• YOUR ASSIGNMENT
Among the entries below, how many lines contain the string "GLib"? Reply with that number alone.

• ENTRIES PROVIDED
Issue #558, opened 2026-07-28
Archive audit_log records before retention deletes them


lizhsr:
Split out of #478 while scoping the audit log viewer -- see [that comment](https://github.com/SimisRnD/simis-cms/issues/478#issuecomment-5107662671) for the full investigation.

## Current state
\`AuditLogRetentionJob\` runs daily and calls \`AuditLogRepository.deleteOlderThan(days)\`, which is a straight \`DELETE\` -- confirmed via \`AuditLogRepository.java\` (\`deleteOlderThan\`/\`resolveRetentionDays\`, default 2555 days / ~7 years, bounded to [90, 3650]). Purged rows are gone, not archived anywhere.

## Why this isn't just "add an archive table"
\`audit_log\` is hash-chained for tamper evidence (\`previous_hash\`/\`record_hash\` columns, plus \`audit_log_watermark\` for integrity checking). Archiving needs a real answer to: does the hash chain need to remain verifiable across the live/archived split? Does archiving re-anchor the watermark? Is the archive table subject to the same access controls as the live table? These are design questions, not implementation details -- worth their own scoping pass rather than bolting onto the audit log viewer UI work in #478.

## Rough shape (not a commitment, needs scoping)
- New \`audit_log_archive\` table (or equivalent), populated before delete in the same retention job
- Preserve enough to keep the hash chain verifiable, or explicitly document why it doesn't need to be
- Decide whether the viewer UI in #478 should ever read archived rows, or if archive is strictly cold storage

lizhsr:
Confirmed real: `deleteOlderThan()` was a plain delete with no archive step, exactly as PR #559 flagged when it deferred this work here. #889 adds an `audit_log_archive` table and archives purged rows verbatim (hash-chain columns unchanged) in the same transaction as the delete -- strictly cold storage, no changes to the integrity checker or the viewer.

lizhsr:
Confirmed resolved by PR #889 (merged today) -- I'd already verified this closing it earlier but missed actually closing the issue. Archives purged audit_log rows into audit_log_archive before delete, hash-chain columns copied verbatim/never re-anchored, strictly cold storage (viewer/integrity command untouched) -- the exact design questions this issue raised.

Issue #478, opened 2026-07-26
Audit log viewer and search UI


lizhsr:
The audit_log table captures all security and admin events (who, what, when, where, outcome) but there is no admin UI to search, filter, or visualize this data. Admins cannot easily investigate security incidents, user actions, or system changes.

## Status (updated 2026-07-28)

**Shipped in #559:**
- Fixed the page not rendering at all -- `AuditLogListWidget.CATEGORY_LIST` threw a `ClassCastException` on every load (same bug class as #554, different spot)
- Source IP and target type filters, wired end-to-end (source IP was already half-supported at the query layer; target type didn't exist at all)
- Target ID (folded into the existing Target cell) and Session ID (new column) now render -- both were already in the database and the repository result, just never shown
- A details expand: click any Details cell for the full text in a modal
- CSV and JSON export of the current filtered results, each export itself recorded as a `data_access` audit event
- The real retention window is now visible in the UI (see correction below)
- Quick range presets (last hour / 24h / 7d / 30d) as the practical version of "real-time tail"

See the [scoping comment](https://github.com/SimisRnD/simis-cms/issues/478#issuecomment-5107662671) below for the full requirement-by-requirement verification done before starting.

**Deferred, tracked separately, not built yet:**
- Archiving purged records to a separate table before the retention job deletes them -- filed as [#558](https://github.com/SimisRnD/simis-cms/issues/558). `audit_log` is hash-chained for tamper evidence, so this needs a real design pass (does the chain need to stay verifiable across the live/archived split?), not a quick add to a viewer-UI PR

**Corrections to the original issue text below** (left as-written for history):
- This issue carried a `stale-verify-closeable` label claiming the feature already existed. It didn't -- verified against a clean `upstream/main` checkout, not just the issue text; removed the label
- "1-year retention... (old records archived)" -- retention is real (a daily job, not aspirational) but the actual configured default is ~7 years (2555 days), not 1. 1 year is a valid, reachable config value, just not the default -- and there was nowhere to see or change it, which this PR now fixes for visibility (not for changing the default, which is a policy call)
- "Details panel: ...full details (JSON from details field)" -- the `details` column is not JSON. It's caller-supplied `key=value` text (e.g. `deleted=5;olderThanDays=2555`). A JSON representation of the whole event exists only in the separate SIEM log stream, not in this column

---

## Current State
- audit_log table exists with proper schema (occurred, event_category, event_type, actor_user_id, source_ip, target_type, target_id, details)
[...]

PR #559, opened 2026-07-28
Audit log viewer: fix render crash, real filters, export, retention display

lizhsr:
## Summary

Partial implementation of #478. The issue carried a `stale-verify-closeable` label claiming this already exists -- it doesn't; see the [scoping comment](https://github.com/SimisRnD/simis-cms/issues/478#issuecomment-5107662671) for the full verification against a clean `upstream/main` checkout (not the issue text) before removing that label and starting this.

**The page didn't render at all before this PR.** `AuditLogListWidget.CATEGORY_LIST` is built with `Arrays.asList(...)`, and `audit-log-list.jsp` hard-casts it via `jsp:useBean class="java.util.ArrayList"` -- every load threw a `ClassCastException`. Same bug class as #554 (still open/unmerged), just in a different spot; carrying the equivalent fix into this branch so the rest of this work is actually testable.

## What's shipping

- **Fixes the render crash** so the page (and everything below) is reachable at all
- **Source IP and target type filters**, wired end-to-end. `source_ip` was already supported by the repository query but never read by the widget or exposed in the UI; `target_type` didn't exist on the filter spec at all
- **Target ID and Session ID** -- both were captured in the database and returned by the repository, but never rendered. Target ID is folded into the existing Target cell (`site_property #social`) rather than a ninth column, matching how the issue itself describes this as one combined "Target (entity + ID)" field
- **A details expand** -- click any Details cell to see the full text in a modal, instead of the truncated inline preview. (Worth knowing for future work here: the `details` column is not JSON -- it's caller-supplied `key=value` text. A structured JSON view of the whole event exists only in the separate SIEM log stream, not the stored column.)
- **CSV and JSON export** of the currently filtered result set, following the exact pattern `BlockedIPListWidget` already uses (`command=downloadCSVFile` → `DB.exportToCsvAllFrom` → streamed response). No JSON-export precedent existed anywhere in the app, so that one's new, built with the same `JsonCommand.createJsonNode` helper the SIEM sink already uses for consistency. The export itself is recorded as a `data_access` audit event, same as the CSV pattern it's copied from
- **Retention is now visible in the UI.** It was already enforced (a real daily job, `AuditLogRetentionJob`) but had no display anywhere, and the issue's "1 year" framing doesn't match what's actually configured -- the real default is ~7 years (2555 days). This PR surfaces the real number; it does not change the default, since that's a retention-policy call, not an implementation detail
- **Quick range presets** (last hour / 24h / 7d / 30d) as the practical version of "real-time tail" -- the existing date-range filter is day-granularity only (`<input type="date">`), so these compute a precise hour-level cutoff server-side instead

## Explicitly deferred, not half-built

Archiving purged records before the retention job deletes them, split out as its own issue: [#558](https://github.com/SimisRnD/simis-cms/issues/558). `audit_log` is hash-chained for tamper evidence, so archiving needs a real answer for whether the chain has to stay verifiable across the live/archived split -- that's a design question, not something to bolt onto a viewer-UI PR.

## Test plan

- [x] New `AuditLogRepositoryQueryTest` (Testcontainers): source IP / target type filtering against a real Postgres, CSV export, JSON export -- each proven to include only the filtered rows
- [x] Extended `AuditLogListWidgetTest`: the two new filters map onto the specification, a quick-range preset overrides an explicit date range, retention is exposed to the view, export is refused without the admin role, an unrecognized export command is a no-op, and `resolveRangeCutoff` is correct for every preset plus blank/unrecognized input
- [x] `ant -lib lib/war clean compile` / `compile-jsp` clean, `check-unescaped-el.py --strict` clean (4 new ternary expressions allowlisted -- each evaluates to one of two fixed literals, cannot carry markup)
- [x] `ant -lib lib/tests ci-test` -- only pre-existing, unrelated failures (same ones present on a clean `upstream/main` checkout: a JaCoCo instrumentation crash cascade in 3 unrelated test classes, plus the known #534 flake)
- [x] Verified end-to-end in a local docker-compose rehearsal, not just unit tests: confirmed the page now renders where it used to 500; filtered by outcome, source IP (both a real and a non-matching IP), and target type and got exactly the expected rows each time; clicked "Last hour" and confirmed it correctly narrowed to only the most recent events; clicked a Details link and confirmed the modal shows the full text; clicked Export CSV and Export JSON for real (not simulated) and confirmed both via the self-audit trail each one writes -- a new `audit_log.export` / `success` / correct-filename event appeared after each click


SimiCake (dismissed):

lizhsr:
Fixed -- `AuditLogListWidget.resolveRangeCutoff()` used `ChronoUnit.HOURS`/`ChronoUnit.DAYS` without importing `java.time.temporal.ChronoUnit`, which broke the build (and everything downstream of it: CodeQL, completeness, deploy-smoke-test all fail identically off the same compile error). Added the missing import; `ant -lib lib/war clean compile` and the full `ci-test` suite are clean (only the known pre-existing flakes remain: HealthCommandTest, BlockedIPListCommandTest, CaptchaCommandTest, ContentWidgetTest/#534).

SimiCake (approved):

PR #1889, opened 2021-11-09
.desktop: Add XDG dirs to actions

### LINKED ISSUE #1888: Add XDG dirs as .desktop actions
### Problem

I find myself hitting Super+Space and starting to type "Downloads" to open the downloads folder, which obviously doesn't do anything today.

### Proposal

We could add the standard XDG directories to the .desktop actions to have these in a quicklist and in search in the Applications Menu.

A potential disconnect I see is that these would _not_ mirror the user's added bookmarks in the sidebar, as it would be static. However, I think making it quicker to open the standard XDG dirs would still be a net benefit.

### Prior Art (Optional)

I believe we used to add bookmarks to the dynamic quicklist (e.g. using the Unity API), but that only worked when the app was open.

cassidyjames:
Screenshot from 2021-11-09 11 03 52

Fixes #1888. Open questions:

- [ ] Is this the right way to access XDG user dirs in a .desktop file?
- [ ] Is this the write naming for actions? I tried e.g. "Open Documents folder" but that looked really messy in the dock menu:

  Screenshot from 2021-11-09 10 56 12

- [x] Can/should we add Recent here?
- [x] Trash?


danrabbit:
Actually thinking about this for a second, I wonder if this should be a plugin for the applications menu so that we can get all the bookmarks and it's sorted into its own category instead of being mixed in with app actions, which this kind of isn't an app action. That would make it work regardless of your default file manager as well

cassidyjames:
@danrabbit yeah @jhaygood86 mentioned something similar on the issue report. These actions in this PR do use Files explicitly, though, and I do see value in having quick access from the dock, but I'm not really super hung up on it.

danrabbit:
Ah okay I think I might have misread it.

Generally I think a plug-in for applications menu might be more useful here, but I'm not gonna block an interim feature 🤷🏻‍♀️

cassidyjames:
Yeah having `@exec_name@` in there probably made it less clear it's still Files doing the opening. :smile:

cassidyjames:
@danrabbit thoughts on the order? Should the window actions stay up top, or [move to the bottom](https://twitter.com/Matt_Fantinel/status/1458138174329286657)?

danrabbit:
I would probably put the actual actions closer to the mouse

cassidyjames:
@danrabbit yeah that makes sense. Done.

Screenshot from 2021-11-09 11 28 05

jeremypw:
I do not see a lot of value in adding these actions to the dock but I agree it would be useful for them to come up when typing e.g. Downloads at the Applications Menu.

jhaygood86:
@jeremypw https://github.com/elementary/applications-menu/pull/514 for an implementation of that.

jeremypw:
@jhaygood86 I tend to prefer your approach (although it is more code).

cassidyjames:
Marking as draft since in its current state, this would conflict with the Applications Menu search.

jeremypw:
Closing as design conflict.

PR #1895, opened 2021-11-18
filechooser-portal: Check for flatpak-builder before providing a build target

tintou:
This allows to build without flatpak-builder in newer meson version as the command
line arguments were actually checked.


jeremypw (approved):
Makes sense

PR #1899, opened 2021-11-19
filechooser-portal: Rewrite Dialog over Gtk.FileChooserWidget

### LINKED ISSUE #1845: File Chooser Portal always spawns at 1,1 for maximized parents
## What Happened

If the parent of the file portal is a maximized window, the portal window always spawns at 1,1  (top left)

## Expected Behavior

We should never spawn new windows at 1,1 and instead center the portal window on the display if we can't center it on the parent

## Steps to Reproduce

1. Maximize a window (like web)
2. Active the file chooser (like attaching a file in GitHub)
3. Notice that the portal is at 1,1

### LINKED ISSUE #1865: "Save as" dialog doesn't offer 'New Folder' option
### What Happened?

_[I'm not sure if this falls under Files, or Browser, as it occurs across different browsers]_
Save As dialog doesn't offer a folder creation option, nor as a button, nor through a shortcut (`Ctrl+N`, or was it `Ctrl+Shift+N`) in default Web Browser, but also in Chrome and Brave

### Steps to Reproduce

1. Open any website in a web browser (built-in default, or Chrome, or Brave - happens in all)
2. Hit 'Save' (Ctrl+S)
3. Save dialog opens - offers location selection, but doesn't offer 'Create New Folder' option, nor does a shortcut work

View Issue

### Expected Behavior

In step 3, I expect Save As dialog to offer a New Folder button, and a shortcut to create a new folder at a selected location to work (as it used to work in Elementary OS 5.x).

### OS Version

6.x (Odin)

### Software Version

### Log Output

_No response_

### Hardware Info

_No response_

### LINKED ISSUE #1878: Files Portal dialog should support file format filter from portal
### Problem

Currently, the Files Portal doesn't show the file format filter. 

### Proposal

Currently, the Files Portal should show the file format filter. The standard approach is a combobox with the filter name.

### Prior Art (Optional)

The GTK and KDE dialogs do

Marukesu:
Fixes #1878.
Fixes #1845 
Fixes #1865.

The old LegacyFileChooserDialog expected that the dialog used was already configurated, however, with portal we are the one configuring it. using a FileChooserWidget as base seems to be a better alternative in this case.

Besides the issues above, the rewrite also make the choices show on the UI, and added a option to open the files in read-only mode (similar to the Gtk Portal). it also fixed entering in search mode and the mixed mode implementation on the TreeView.

this PR also update the portal removing unneeded checks since the frontend already do them, and adding the "current_filter" key to the results HashTable on open_file and save_file.
Dialog in Save Mode
DIalog in Open Mode


filechooser-portal/Main.vala
```diff
@@ -19,84 +19,104 @@
...
-            multiple = multiple_variant.get_boolean ();
+        if ("multiple" in options) {
+            dialog.select_multiple = options["multiple"].get_boolean ();
         }
 
-        dialog.select_multiple = multiple;
-        unowned GLib.Variant? accept_label = options["accept_label"];
-        if (accept_label != null && accept_label.is_of_type (GLib.VariantType.STRING)) {
-            dialog.add_button (accept_label.get_string (), Gtk.ResponseType.OK);
+        if ("acccept_label" in options) {
```
jeremypw, line 64:
```suggestion
        if ("accept_label" in options) {
```

filechooser-portal/FileChooserDialog.vala
```diff
@@ -1,121 +1,441 @@
...
+
+        /* get a reference of the tree view, so we can grab focus later */
+        Gtk.Stack view_stack = find_child_by_name (revealer.parent, "list_and_preview_box/browse_files_stack");
+
+        tree_view = find_child_by_name (
+            view_stack.get_child_by_name ("list"),
+            "browse_files_swin/browse_files_tree_view"
+        );
+
+        /* remove extra unneded widgets */
```
jeremypw, line 382:
```suggestion
        /* remove extra unneeded widgets */
```

filechooser-portal/FileChooserDialog.vala
```diff
@@ -1,121 +1,441 @@
...
+        );
+
+        /* move the new folder button to HeaderBar and remove the chooser header */
+        Gtk.Stack stack = find_child_by_name (revealer.get_child (), "browse_header_stack");
+        Gtk.MenuButton new_folder_button = find_child_by_name (stack, "<GtkBox>/browse_new_folder_button");
+        new_folder_button.image = new Gtk.Image.from_icon_name ("folder-new", Gtk.IconSize.LARGE_TOOLBAR);
+        new_folder_button.parent.remove (new_folder_button);
+        header.pack_end (new_folder_button);
+
+        /* hide the revealer when not searching, for this work:
```
jeremypw, line 340:
```suggestion
        /* hide the revealer when not searching, for this to work:
```

jeremypw:
This seems to work pretty well!  One thing I noticed is that the "Save As" dialog (when launched from Code) appears in a different position and underneath the parent window compare to the the "Open" dialog (again launched from Code) which appears centered and above the parent.

Marukesu:
> This seems to work pretty well! One thing I noticed is that the "Save As" dialog (when launched from Code) appears in a different position and underneath the parent window compare to the the "Open" dialog (again launched from Code) which appears centered and above the parent.

That's a bug in Code. it isn't setting the "Save As" dialog as transient for the main window, with causes #1845.

danrabbit:
I can confirm that this branch fixes issues with parenting in Code and in Web, and probably other places

jeremypw:
There is a small visual issue - the "Modified" column header is sometimes slightly truncated:
FileChooserTruncatedHeader

Not necessarily blocking though as this is an important fix.

jeremypw:
There is also an issue with the pathbar not fully expanding so the icons in the first (and second) breadcrumb overlay the text.  I cannot take a screenshot of this as the act of taking the screenshot causes the pathbar to complete its animation.  Probably best to suppress the animation of the pathbar when the filechooser opens.

jeremypw:
Hopefully at some stage we can completely remove and replace all the widgets from the Gtk.FileChooser right? Having to search specific widget paths is not ideal.

jeremypw:
@danrabbit Do you think we should still have single-click to navigate behaviour when the purpose of the filechooser is set to "SELECT_FOLDER"?  I am not too sure about this.  Is it obvious that the opened folder is the one selected?

danrabbit:
@jeremypw It looks like the pathbar thing is more an issue with receiving focus. Once the window is focused things are calculated correctly, so probably not necessarily an issue with this branch, but making sure the dialog gets focus would be a better fix that disabling animations, imo

For the modified thing, I can only reproduce this when the folder the filechooser opens to is empty. I wonder if this is more of a treeview bug? I'm not sure how much power we have over that since presumably this view comes from Gtk.FileChooser

Yeah I would assume that the opened folder is the one that will be chosen, especially since there's no immediate selection in the list view. Probably best to be consistent here with how many clicks things take

tintou (approved):
The code looks good!

jeremypw (approved):
Lets go for it!

jeremypw:
@zappan Yes, I did notice that (see comment above) and meant to fix it before release but somehow it didn't happen. I'll fix as soon as I can.

zappan:
Ups, I haven't read that far, three posts up, sorry! 😳

jeremypw:
Thanks for the reminder anyway :smile:

jeremypw:
Fixed with #1931

PR #1902, opened 2021-11-23
Inactivate browser button if dragged.

### LINKED ISSUE #1898: If the arrow button is pressed and the window is dragged, the button will remain shaded.
### What Happened?

Hi! I found this little bug. 
If I press the arrow button and at the same time drag the window, the button will remain shaded until it is pressed again.

### Steps to Reproduce

https://user-images.githubusercontent.com/52709674/142517993-42d2d394-b853-4559-b81e-c527b480bd24.mp4

### Expected Behavior

The button should not remain shaded after being pressed.

### OS Version

6.x (Odin)

### Software Version

### Log Output

_No response_

### Hardware Info

_No response_

jeremypw:
Fixes #1898 

If the button is dragged it does not receive any button-release event and so does not go back to an inactive state.

As a conservative solution to the issue, the button becomes inactive as soon as the pointer moves with the button pressed.

Other solutions include not activating the button at all on button press (since it is a custom signal that actually causes navigation on button release) but this changes the UI.


libwidgets/Chrome/ButtonWithMenu.vala
```diff
@@ -136,10 +136,20 @@ namespace Files.View.Chrome {
...
             button_press_event.connect (on_button_press_event);
             button_release_event.connect (on_button_release_event);
+            motion_notify_event.connect (() => {
+                if (timeout > 0) {
+                    Source.remove (timeout);
+                    timeout = 0;
+                    active = false;
+                }
+
+                return false;
```
cassidyjames, line 151: Might make the intent more clear:

```suggestion
                return Gdk.EVENT_PROPAGATE;
```

cassidyjames (approved):

PR #1904, opened 2021-11-23
Add selection actions to context menu

### LINKED ISSUE #1903: Add select/deselect all to context menu
### Problem

Reading the massive thread at https://github.com/elementary/files/discussions/1729, I noticed a recurring theme of it being difficult for some to deselect items in certain views. At the same time, I realized Select All (Ctrl+A) action is not surfaced in the UI making it non-discoverable for anyone who doesn't already know the Ctrl+A shortcut.

### Proposal

We could encourage learnability for those using keyboards and usability for those who aren't by exposing "Select all" in the context menu of the view. I imagine these would make sense grouped in the menu with the existing clipboard actions of cut/copy/paste. If all the items are selected, it should change to "Deselect all".

### Prior Art (Optional)

We have a whole project board for [Keyboard Shortcut Discoverability](https://github.com/orgs/elementary/projects/32) with similar issues. :)

jeremypw:
Fixes #1903 

## With all selected:
DeselectAll (1)

## With some selected:
InvertSelection

## With none selected
SelectAll

At the moment it is not possible to show both "Select All" and "Deselect All" when only some are shown because both actions have the same accelerator in order to continue the existing toggle action of the accelerator.  Since the shortcut `<Ctrl>A` currently acts to select all items when only some are selected this is what is shown in the menu.


src/View/AbstractDirectoryView.vala
```diff
@@ -1977,7 +1989,36 @@ namespace Files {
...
+                select_all_menuitem.add (new Granite.AccelLabel.from_action_name (
+                    _("Select All"),
+                    select_all_menuitem.action_name
+                ));
+            } else {
+                unselect_all_menuitem = new Gtk.MenuItem () {
+                    action_name = "common.select-all"
+                };
+                unselect_all_menuitem.add (new Granite.AccelLabel.from_action_name (
+                    _("Unselect All"),
```
cassidyjames, line 2008: From my brief research, it seems "deselect" is the more common term in US English, at least. Not sure if you'd like to update the method/variable names as well, to match.

```suggestion
                    _("Deselect All"),
```

jeremypw: OK, I assumed US English preferred "Unselect" as that is what is used for Gtk and other library functions.  Probably would have translated it to "Deselect" for UK English anyway.

cassidyjames:
@jeremypw this is close but I think I need to discuss/define which items should be available when:

- Nothing selected:
  - Select All
- One or more items selected:
  - Select All
  - Invert Selection
  - Deselect All
- All items selected:
  - Deselect All

Right now it seems like "Deselect All" isn't showing up when I'd expect.

jeremypw:
@cassidyjames Yes, that is because there is no corresponding action at that point (without refactoring) because `<Ctrl>A` currently has a toggle action in master - it can either cause "Select all" or "Deselect all". `<Shift><Ctrl>A` is used for "Invert selection".  I note that Dolphin and Nautilus use `<Ctrl>A` for "Select All" and `<Shift><Ctrl>A` for "Deselect All" - they do not appear to offer an "invert selection" action.

Would you like me to refactor to use the same shortcuts as those other filemanagers?  It would actually simplify things a little,  What accelerator would be appropriate for "Invert Selection"?  `<Ctrl>I` seems to be available.

danrabbit:
@cassidyjames Can we get a follow up here on if this needs refactoring or it's enough of an improvement as is for just the current state of the world and maybe we can refactor later?

cassidyjames:
@danrabbit @jeremypw I'm mixed. This is probably an improvement over master, but I'm realizing the way the shortcuts work in master is pretty confusing. If zero or one thing is selected, Ctrl+A selects all, but if _all but_ one thing is selected, Ctrl+A deselcts all, but if everything is selected, Ctrl+A doesn't do anything… etc.

But yeah, getting the shortcuts in the menu sounds good to me and then we should follow up and sort out how those shortcuts actually work.

danrabbit (approved):
In that case, this works as expected for me. Nice way to surface these functions. Nice little actions cleanup with keypress handling. And yeah we can follow up on the shortcuts later and make it even cleaner :+1

PR #1910, opened 2021-11-26
Action match pointer

### LINKED ISSUE #1909: Click action does not always correspond to appearance of mouse pointer
### What Happened?

When hovering  over file items, the pointer changes appearance between a hand and an arrow.  It is intended that when the pointer shows a hand a click will navigate and when it shows an arrow it will select.  However, when clicking on the whitespace of the filename column of a folder the pointer is an arrow but a click nevertheless navigates.

### Steps to Reproduce

Open a folder in  any view
However over the whitespace after a folder's filename
The pointer shows an arrow but a click causes the folder to open

### Expected Behavior

The click action should be as indicated by the pointer.

### OS Version

6.x (Odin)

### Software Version

Compiled from git

### Log Output

_No response_

### Hardware Info

_No response_

jeremypw:
Fixes #1909 

This makes IconView behave more similarly to TreeView and ensures that when the "activatable" cursor shows the item will activate (open) on single unmodified click, whereas when the default cursor shows it will be selected.   

The blank area of the filename column is now selectable/rubberbandable in both IconView and TreeView.

The actual text is activatable for folders in all views.

I was unsure whether the text should be activatable or selectable so UX team advise appreciated on that.

Annoying differences between the behaviour of the Gtk.IconView and Gtk.TreeView widgets made it necessary to select on button release when clicking on the blank are but this is hardly noticeable in practice.


danrabbit:
@jeremypw can you resolve conflicts here?

danrabbit:
I can't confirm that text is activatable on icon views with this branch

I think it makes sense that text is activatable. This is how we treat other labels attached to actionable widgets like Checkbutton

jeremypw:
It seems there is a vertical offset of about 1 fontheight between the tip of the cursor arrow/finger and the point at which the cursor changes from arrow to pointer so that, when you have a single line name,  the cursor can appear to be on the text but is still an arrow. This is less noticeable for multi-line names - it only affects the last line.  Probably why I didnt notice it.  I'll fix.

danrabbit (approved):
Works as expected. Nice job!

PR #1914, opened 2021-11-29
Sidebar.BookmarkRow: Explicitly highlight drop target

### LINKED ISSUE #1915: Drop targets in Sidebar not visibly highlighted
### What Happened?

Dragging a file item onto the sidebar and hovering over a destination folder shows an emblem on the drag-icon if the file can be accepted but this is difficult to see.  The entire listbox row should be highlighted but there is no visible change.

### Steps to Reproduce

1. Drag a file item from the view over the sidebar
2. Hover over a folder bookmark
3. Observe appearance of bookmark.

### Expected Behavior

When a folder bookmark will accept a dropped file then its appearance should clearly changed when hovered during drag and drop.

### OS Version

6.x (Odin)

### Software Version

### Log Output

_No response_

### Hardware Info

_No response_

### LINKED ISSUE #1969: Highlight sidebar places while drag and drop.
### Problem

Small indicator icons is not enough while drag and drop to sidebar. (I added this line because of "Problem" box is mandatory.)

### Proposal

If I hover sidebar places (Downloads, Videos, etc.) with my cursor, it is highlighting. It's a good addition to have this same behavier while drag and drop.

### Prior Art (Optional)

Ekran görüntüsü 2021-12-31 09-39-33

jeremypw:
Fixes #1915 
Fixes #1969 

The bookmark row being hovered as a drop target does not have any visible highlight despite having Gtk.DEST_DEFAULT_HIGHLIGHT set on it.  Not sure why this is - stylesheet issue?

This PR adds an explicit way of changing the appearance of an acceptable drop target.  At the moment it just adds the Gtk.STYLE_CLASS_HIGHLIGHT but more customised changes could be added in the same way such as color change or emboldening the text.


danrabbit:
Alright, so it looks like there's a selector `row:drop(active)` that we can use to style this already. The only problem is that since each row currently contains a revealer with a separator to mark the drop area between rows, the drop style applies to the whole row:

Screenshot from 2022-04-08 14 16 26

So what we need to rectify styles here is probably to have the in-between drop revealers be their own rows in between each real row

jeremypw:
I'll see if having revealers as their own rows can be done - it will need a fair of refactoring.

jeremypw:
@danrabbit I have pushed a draft PR #2021 putting revealers in separate rows but a seemingly insuperable issue is that this causes the bookmarks to be spaced out compared with the storage and network lists.  The revealers have to have a finite height in order to be drop targets.  I have to hack around this but so far without success.

danrabbit:
Thanks for the quick follow up! Yeah this is a challenging problem

jeremypw:
Is this simple fix mergeable pending a more elegant solution?

jeremypw:
Or is there a CSS solution that does not involve refactoring?

danrabbit (approved):
This is definitely better than nothing! We can come back to it later to use built-in DND styles

PR #1928, opened 2021-12-02
Merge libwidgets and libcore.

### LINKED ISSUE #1656: Merge libcore and libwidgets
Do we really need two libraries ?

jeremypw:
Fixes #1656 

Widgets from libwidgets are moved into either `libcore/Widgets` or `src/Widgets` as appropriate, interfaces are moved into `libcore/Interfaces`. `Resources.vala` is moved into `libcore`.  To further facilitate development of the filechooser portal dialog, some Sidebar code is also moved from `/src` into `/libcore`.


danrabbit (dismissed):
Let's go :rocket:

Marukesu:
@jeremypw can we move the `SidebarListInterface` and `SidebarItemInterface` to libcore too? that would be needed for writing an files based sidebar for the FileChooser, so doing it now would be one step less after.

danrabbit:
@jeremypw before merging, I'd like to get an approve on https://github.com/elementary/files/pull/1930 so we can merge at the same time.

Do we also need to make any POTFILES changes here?

jeremypw:
@danrabbit Thanks for the reminder - I'm always forgeting POTFILES.  I have audited and updated it now.  There seem to be a lot of files in there which do not contain any translatable strings but I have left them for now.  I have taken the opportunity to tidy up the order of the files lists in POTFILES, `src/meson.build` and `libcore/meson.build` for easier comparison.

danrabbit (approved):

PR #1940, opened 2021-12-13
Conflict old libwidgets packages

danrabbit:


danrabbit:
Confirmed with Corentin in Slack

• EXPECTED OUTPUT
2